Murillo, como muchos políticos de estilo chabacano, fue mediático por
torpe y anecdótico. Fue de esos personajes a los que es muy fácil
"jalarles la lengua" y lograr una declaración polémica útil para
sazonar el picante diario de la información política.
No fue un parlamentario de palabra fácil e ideas articuladas. Por el
contrario, lo suyo fue siempre el discurso torpe, atropellado, inconexo,
rebosante de adjetivos, de exceso.
Por esas cosas que tiene nuestra política ocupó espacios de poder
durante algunos años. Se sabe de algunos familiares suyos que transitaron
también por los mismos caminos y con suerte parecida en el pasado.
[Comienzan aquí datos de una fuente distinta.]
PR #466, opened 2016-12-05
Allow video skip with Accept-Ranges closes #457 #462

### LINKED ISSUE #457: Allow video skip with Accept-Ranges: bytes ?
I notice that an HTML5 video clip hosted from this server does not allow skipping forwards.    (Whereas Youtub.com for example does).   Is the problem just that the server does not do the
```
Accept-Ranges: bytes
```
protocol?  

Could that be added from an existing express module?

It could be done just for video, to avoid interaction with things happen with turtle, etc, where byte ranges are not needed.

Of course solid' main goal is serving data, but serving everything in a person's life too is important

melvincarvalho:
This PR allows video to be skipped using byte ranges.  

It also refactors ldp.get to use options rather than positional variables in order to provide more flexibility.

Separation of concerns between ldp.js and handers/get.js is maintained

### DIFF
--- a/lib/handlers/allow.js
+++ b/lib/handlers/allow.js
@@ -31,7 +31,10 @@ function allow (mode) {
       var reqPath = res && res.locals && res.locals.path
         ? res.locals.path
         : req.path
-      ldp.exists(req.hostname, reqPath, (err, stat) => {
+      ldp.exists(req.hostname, reqPath, (err, ret) => {
+        if (ret) {
+          var stat = ret.stream
+        }
         if (!reqPath.endsWith('/') && !err && stat.isDirectory()) {
           reqPath += '/'
         }
--- a/lib/handlers/get.js
+++ b/lib/handlers/get.js
@@ -47,7 +47,15 @@ function handler (req, res, next) {
 
   debug(req.originalUrl + ' on ' + req.hostname)
 
-  ldp.get(req.hostname, path, baseUri, includeBody, possibleRDFType, function (err, stream, contentType, container) {
+  var options = {
+    'hostname': req.hostname,
+    'path': path,
+    'baseUri': baseUri,
+    'includeBody': includeBody,
+    'possibleRDFType': possibleRDFType,
+    'range': req.headers.range
+  }
+  ldp.get(options, function (err, ret) {
     // use globHandler if magic is detected
     if (err && err.status === 404 && glob.hasMagic(path)) {
       debug('forwarding to glob request')
@@ -58,6 +66,14 @@ function handler (req, res, next) {
     if (err) {
       debug(req.method + ' -- Error: ' + err.status + ' ' + err.message)
       return next(err)
+    }
+
+    if (ret) {
+      var stream = ret.stream
+      var contentType = ret.contentType
+      var container = ret.container
+      var contentRange = ret.contentRange
+      var chunksize = ret.chunksize
     }
 
     // Till here it must exist
@@ -91,7 +107,13 @@ function handler (req, res, next) {
     if (negotiator.mediaType([contentType])) {
       debug('no translation ' + contentType)
       res.setHeader('Content-Type', contentType)
-      return stream.pipe(res)
+      if (contentRange) {
+        var headers = { 'Content-Range': contentRange, 'Accept-Ranges': 'bytes', 'Content-Length': chunksize }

Murillo fue diputado y senador por Cochabamba. De escasos méritos
profesionales, su llegada a esos curules tal vez fue resultado de una
“inversión” (se sabe que en muchos casos las diputaciones y senadurías están
reservadas para los que “aportan” antes que para los que las merecen) o un
premio a su enemistad con el MAS y Evo Morales.
Empresario vinculado a la hotelería en el trópico de Cochabamba,
padeció, como otros, los largos años de bloqueos y violencia cocalera en el
Chapare. Es decir que llegó a la política más por deseo de venganza que por
otra cosa.
Como es característico en la política boliviana, Murillo pasó de un
partido a otro, buscando el mejor ángulo para la foto de la figuración. No
aportó mucho, casi nada, pero se convirtió en una suerte de bufón atractivo
para el espectáculo y hasta se ganó un mote poco piadoso, el “Bolas”, que
sirvió para redondear las particularidades de su carrera pública.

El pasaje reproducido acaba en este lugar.